◆ About this task: Count the lines below containing "bottom". Number only.

◆ Dataset records:
PR #1572, opened 2018-12-16
Shifting the action buttons to the bottom

ajainuary:
In order to make the brainstorm activity look less busy (as suggested by @houshuang ) I've shifted the action buttons to bottom of content so that they don't compete for space. Also increased padding and white space to make it look neater.
Shifting it to bottom instead of keeping it on the top also reduces movement as the user goes through the contents first, then performs action instead of doing the action first.


houshuang:
Hey, great start!

Looks what happens if I zoom in one item:
screen shot 2018-12-17 at 06 59 39

Your proposal also hurts scannability quite a lot, especially notable with shorter items, compare

screen shot 2018-12-17 at 07 01 19
screen shot 2018-12-17 at 07 00 59

(PS: There seems to be some bug with the config that it doesn't update automatically, I sometimes have to click in the side panel to have options appear, I'll look into that).

I'm wondering if we should have the zoom/edit/delete only appear on hover. The upvote/downvote should probably always be shown for discoverability... or maybe not. I also think we should choose nicer icons - like a cross for delete?

ajainuary:
How about I hide all the buttons by default (only when the user hovers above an Idea listing buttons are shown for that item)?

houshuang:
Try it! We need to kind of play with it to get an intuition.

ajainuary:
I have given the buttons a bit more minimalism (to fit them in less space) and made them appear only on hover. It is expected that buttons can be on top of content because buttons have no real estate of their own but share it with the content (but I've set the timeout so that it is not very obtrusive).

◆ Output: 3